▸ **DESCRIPTION OF THE TASK**: Every line from the one containing "Thanks. The SDL2" to the one containing "Since mouse cursor" in the records below, both included, must be set down exactly, and no other line.

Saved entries
----

PR #36, opened 2015-09-09
Fix crash when unsing custom fonts (TTF).

romgen:
I was using "DejaVuSans.TTF" as substitue for "NORMAL", as a test case.
I got a crash during loading (referencing null pointer...).

### DIFF
--- a/gemrb/core/Palette.h
+++ b/gemrb/core/Palette.h
@@ -49,9 +49,10 @@ public:
 	Palette(const Color &color, const Color &back);
 
 	Palette(const Color* colours, bool alpha_=false) {
-		for (int i = 0; i < 256; ++i) {
-			col[i] = colours[i];
-		}
+		if(colours)
+			for (int i = 0; i < 256; ++i) {
+					col[i] = colours[i];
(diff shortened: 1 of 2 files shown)


bradallred:
this should be fixed in master now

romgen:
You're way too hostile. Chill down dude.

But thanks für the commit.

bradallred:
@romgen I can see how I cam off that way and it was "completely inappropriate" for me to respond that way :) Please accept my sincere apologies. I hope I didnt discourage you from reporting future issues; honestly.

You are also correct that I missed one of the NULL palette calls which is now fixed (unless the palette member is actually NULL itself) and *should* fix the crash. I *did* test this, just not with the OpenGL driver, because:

# it is incomplete and (IMO) still unusable for playing
# it doesnt currently build on my system so I can't

Please let me know if it still crashes and I can work out whatever dependency issues are preventing me from building the driver and can debug.

romgen:
Thanks for the quick answer & fix. 

Also good to know about the opengl status. I will recompile without it!

PR #37, opened 2015-09-12
Fix build error on OS X.

jdm:


bradallred:
good catch, merged.

bradallred:
looks like `NSRunAlertPanel` is now deprecated anyway... the whole pre launch GUI needs a modernization; ideally code unification with iOS too.

PR #38, opened 2015-11-03
CMakeLists: Use find_package() instead of include()

heirecka:
That way you can disable searching for SDL{,2}_mixer and libvlc when
you don't want/need that functionality via
-DCMAKE_DISABLE_FIND_PACKAGE_foo (You'll need cmake >= 2.8.6 to pass
this, though).


lynxlynxlynx:
Hmm, is the search problematic in some cases? Or is this for intentionally leaner builds (dissable vlc plugin)? We look for both sdls, but only use one.

heirecka:
I noticed this when looking at my distro's package, which incorrectly tried to disable those deps via CMAKE_DISABLE_FIND_PACKAGE.
But yes, libvlc is a rather huge depency and I'm using openal for sound.

lynxlynxlynx:
Ok, thanks!

PR #39, opened 2016-03-25
Sdl2 hacking

kujeger:
Trying to bring the SDL2 version up and above the SDL1 version:
- now uses windowed fullscreen, using SDL2's own scaling
- window can be resized, also using SDL2's own scaling
- cursor trails gone

### DIFF
--- a/gemrb/plugins/SDLVideo/SDL20Video.cpp
+++ b/gemrb/plugins/SDLVideo/SDL20Video.cpp
@@ -150,6 +150,8 @@ doneFormat:
 		width, height, SDL_GetPixelFormatName(format));
 	backBuf = SDL_CreateRGBSurface( 0, width, height,
 									bpp, r, g, b, a );
+    // tmpBuf is here as a truly ugly hack, so we can copy backBuf to tmpBuf before blitting cursors, and then back again after the screen is presented.
+    tmpBuf = SDL_CreateRGBSurface( 0, width, height, bpp, r, g, b, a );
 	this->bpp = bpp;
 
 	if (!backBuf) {
@@ -329,9 +331,12 @@ void SDL20VideoDriver::showYUVFrame(unsigned char** buf, unsigned int *strides,
 
 int SDL20VideoDriver::SwapBuffers(void)
 {
-	int ret = SDLVideoDriver::SwapBuffers();
+    //this is not pretty. We make a complete copy of the backBuf into tmpBuf, then copy it back after SDLVideoDriver::SwapBuffers has blitted cursors and tooltips, and SDL_UpdateTexture has copied it to the screentexture.
+    SDL_BlitSurface(backBuf, NULL, tmpBuf, NULL);
+    int ret = SDLVideoDriver::SwapBuffers();
 
 	SDL_UpdateTexture(screenTexture, NULL, backBuf->pixels, backBuf->pitch);
+    SDL_BlitSurface(tmpBuf, NULL, backBuf, NULL);
 	/*
 	 Commenting this out because I get better performance (on iOS) with SDL_UpdateTexture
 	 Don't know how universal it is yet so leaving this in commented out just in case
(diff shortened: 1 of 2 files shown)


bradallred:
I'm super reluctant to merge anything for SDL 2 without confirming iOS and Android still work (the changes dont look like they would break anything tho). Mobile devices are the primary target for SDL2 at the moment. Desktops dont benefit from our SDL 2 much if at all so anything that diminishes the mobile experience here will be rejected.

Im also reluctant because compositing another screen size buffer might have a noticeable performance impact on mobile devices (maybe not since its mostly transparent?). 

Perhaps you should add some checking for the cursor drawing (if you have the cursor disabled it is a completely wasteful operation) then we dont need to worry about any potential performance hit.

Hopefully over the summer we will be merging a branch that completely rewrote the cursor drawing (among a great many other things) so nasty drawing hacks will be moot.

kujeger:
Thanks for having a look! I added a check for if the cursor is visible as you suggested.

I do think that SDL2 adds good benefit compared to SDL1 for desktops, particularly SDL_WINDOW_FULLSCREEN_DESKTOP (and SDL_WINDOW_RESIZE) is very handy as it lets SDL2 transparently rescale the game without changing the actual resolution of the display, and keeps the proper aspect ratio (e.g. 4:3 if running the default resolutions).
SDL2 should also be somewhat faster in theory, as it does more stuff hardware accelerated (although I have not done any benchmarks).

I don't have any iOS devices to test with currently, nor have I ever tried building anything for Android, so I can't promise I'll be able to test those in the very near future. Are there any buildbots for android/ios available that gemrb uses?

(The big rewrite over summers sounds very nice, looking forward to it!)

kujeger:
recording demonstrating the advantages SDL2 and SDL_WINDOW_RESIZABLE / SDL_WINDOW_FULLSCREEN_DESKTOP gives:

https://kumini.kujeger.net/dump/gemrb_sdl2_bg2.webm

bradallred:
SDL 2 is *not* faster the way GemRB is using it (except for maybe on newer OS X where SDL 1.2 does some really horrible inefficient things). We are still doing all rendering in software in our code (see SpriteRenderer.inl) and only transforming the final result to an SDL_Texture before rendering. To use SDL hardware acceleration we would have to do the compositing in hardware using SDL_Textures the whole way. We cant do that with SDL alone because there is no palette manipulation capabilities with textures which we rely heavily on. We also do several manual pixel changes that, while possible, are slow when using textures due to the need to fetch, edit via software, then reupload to vram.

The rewrite I mentioned earlier alleviates this somewhat because each window has its own buffer now and redrawing only happens when needed (cursors and tooltips no longer affect this either). This means that windows using a texture for their buffer can use hardware acceleration during the window manager compositing phase and reduce or skip the drawing phase entirely. Unfortunately most of the expensive drawing is done on the game window itself which is still entirely software until the very end and is always completely redrawn each frame.

Somebody would have to step in and finish the OpenGL driver for us to ever have true hardware acceleration (without adding more dependancies that is).

lynxlynxlynx:
I've made an android build, but can't test it:
https://sourceforge.net/projects/gemrb/files/Other%20Binaries/android/0.8.4/

The scaling works fine for me on linux. And it's less of a user problem than I worried — just restart to get the original size back. It's nice that also downscaling works.

Unrelated, keyboard shortcuts with modifiers don't work for me, so I had to use the options window to go fullscreen. Nothing seems to have changed in sdl2 in this regard.

lynxlynxlynx:
Here are some extra details about the broken keys. We end up not calling KeyRelease, because the event doesn't contain the composited key, but just the modifier (as a key, not mod).

One other thing that inhibits SDL2 as a default is the per-pixel gamecontrol scrolling — much too slow for a mouse.

kujeger:
I've tested the apk you built, @lynxlynxlynx: it seems to work quite well on my old Nexus 4.

So at least these patches don't break Android in any obvious way.

lynxlynxlynx:
Thanks. The SDL2 issues are now noted on the todo (end of Unsorted section):
http://www.gemrb.org/wiki/doku.php?id=todo#unsorted

PR #40, opened 2016-04-08
Fix "reverse" scroll in SDL2 when too tall or wide

kujeger:
when SDL2 scales the window to a different aspect ratio, it will pad
sides with black.
Since mouse cursor position was passed unsigned, the negative x and/or y
values generated when in the left and/or top padded areas was wrapped,
and scrolling went the wrong way.


bradallred:
I have no problem merging this. `OnGlobalMouseMove` is completely removed by the branch I've been working on, however. Hopefully the refactoring I'm upto makes this moot, but if not be aware it might break in the future.

PR #41, opened 2016-04-09
set blend mode in SetSurfaceAlpha

kujeger:
SDL_SetSurfaceBlendMode needs to be SDL_BLENDMODE_BLEND on the surface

----

▸ **WRITTEN RESPONSE**:
Thanks. The SDL2 issues are now noted on the todo (end of Unsorted section):
http://www.gemrb.org/wiki/doku.php?id=todo#unsorted

PR #40, opened 2016-04-08
Fix "reverse" scroll in SDL2 when too tall or wide

kujeger:
when SDL2 scales the window to a different aspect ratio, it will pad
sides with black.
Since mouse cursor position was passed unsigned, the negative x and/or y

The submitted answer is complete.